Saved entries
=== Begin Enclosure ===

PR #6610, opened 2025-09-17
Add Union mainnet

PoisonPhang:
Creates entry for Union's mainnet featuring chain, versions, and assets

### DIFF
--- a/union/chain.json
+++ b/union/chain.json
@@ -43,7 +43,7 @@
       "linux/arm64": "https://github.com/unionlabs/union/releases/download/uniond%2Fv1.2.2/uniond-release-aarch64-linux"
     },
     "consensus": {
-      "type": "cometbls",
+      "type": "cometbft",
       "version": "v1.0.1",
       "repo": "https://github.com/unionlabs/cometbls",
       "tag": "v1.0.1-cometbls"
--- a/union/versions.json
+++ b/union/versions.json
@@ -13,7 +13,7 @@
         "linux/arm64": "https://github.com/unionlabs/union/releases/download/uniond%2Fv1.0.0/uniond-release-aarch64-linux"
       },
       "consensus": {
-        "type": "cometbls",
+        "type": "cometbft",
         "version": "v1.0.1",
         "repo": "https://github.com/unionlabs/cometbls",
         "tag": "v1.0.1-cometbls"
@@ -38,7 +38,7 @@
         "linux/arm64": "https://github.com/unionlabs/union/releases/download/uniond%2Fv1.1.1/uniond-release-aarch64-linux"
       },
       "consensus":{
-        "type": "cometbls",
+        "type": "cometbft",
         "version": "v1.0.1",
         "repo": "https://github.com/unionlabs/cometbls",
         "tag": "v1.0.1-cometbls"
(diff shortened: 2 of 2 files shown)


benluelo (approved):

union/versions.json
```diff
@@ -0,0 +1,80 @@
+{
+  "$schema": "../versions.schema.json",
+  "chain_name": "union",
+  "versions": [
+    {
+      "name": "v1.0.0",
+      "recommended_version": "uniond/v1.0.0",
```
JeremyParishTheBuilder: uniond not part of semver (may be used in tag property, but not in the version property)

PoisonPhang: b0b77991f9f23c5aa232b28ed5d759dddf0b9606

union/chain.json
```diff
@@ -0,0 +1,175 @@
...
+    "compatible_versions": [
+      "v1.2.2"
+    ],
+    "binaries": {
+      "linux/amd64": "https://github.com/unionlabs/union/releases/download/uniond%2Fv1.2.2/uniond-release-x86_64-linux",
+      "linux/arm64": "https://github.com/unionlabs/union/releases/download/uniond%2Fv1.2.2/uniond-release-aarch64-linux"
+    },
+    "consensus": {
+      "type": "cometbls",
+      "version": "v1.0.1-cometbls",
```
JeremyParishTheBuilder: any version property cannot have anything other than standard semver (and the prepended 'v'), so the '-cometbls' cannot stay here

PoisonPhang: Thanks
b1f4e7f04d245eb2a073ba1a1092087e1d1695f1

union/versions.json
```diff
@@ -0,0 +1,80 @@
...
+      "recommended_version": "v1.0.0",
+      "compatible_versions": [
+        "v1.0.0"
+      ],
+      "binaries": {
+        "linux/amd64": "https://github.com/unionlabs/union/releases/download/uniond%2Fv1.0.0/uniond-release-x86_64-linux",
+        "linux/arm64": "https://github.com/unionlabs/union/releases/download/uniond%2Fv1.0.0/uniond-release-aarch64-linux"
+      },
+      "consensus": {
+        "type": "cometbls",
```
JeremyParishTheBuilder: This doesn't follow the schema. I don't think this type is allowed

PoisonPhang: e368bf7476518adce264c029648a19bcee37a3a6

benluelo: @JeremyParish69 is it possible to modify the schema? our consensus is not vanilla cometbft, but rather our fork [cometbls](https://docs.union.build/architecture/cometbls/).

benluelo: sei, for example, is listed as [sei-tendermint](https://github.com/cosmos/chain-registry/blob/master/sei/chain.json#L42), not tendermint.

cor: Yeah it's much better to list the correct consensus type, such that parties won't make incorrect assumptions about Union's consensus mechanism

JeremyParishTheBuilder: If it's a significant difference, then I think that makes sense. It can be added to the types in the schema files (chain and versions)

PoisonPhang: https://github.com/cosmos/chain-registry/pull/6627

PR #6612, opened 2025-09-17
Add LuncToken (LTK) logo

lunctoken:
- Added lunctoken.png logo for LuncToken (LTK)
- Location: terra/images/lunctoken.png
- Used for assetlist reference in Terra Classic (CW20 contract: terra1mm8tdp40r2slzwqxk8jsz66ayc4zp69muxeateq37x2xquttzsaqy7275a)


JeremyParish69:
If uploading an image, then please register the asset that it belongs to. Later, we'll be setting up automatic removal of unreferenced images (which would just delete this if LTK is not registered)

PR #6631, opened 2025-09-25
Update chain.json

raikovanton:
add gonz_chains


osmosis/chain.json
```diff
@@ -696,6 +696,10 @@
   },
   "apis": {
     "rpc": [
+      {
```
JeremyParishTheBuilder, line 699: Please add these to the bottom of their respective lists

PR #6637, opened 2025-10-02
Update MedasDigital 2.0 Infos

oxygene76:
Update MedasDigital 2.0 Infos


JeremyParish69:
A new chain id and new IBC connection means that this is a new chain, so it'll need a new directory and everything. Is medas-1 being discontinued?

=== End Enclosure ===

### Work request
From the records above, pull every line that has the string "logo" and copy it.

### Response to this exercise
Add LuncToken (LTK) logo
- Added lunctoken.png logo for LuncToken (LTK)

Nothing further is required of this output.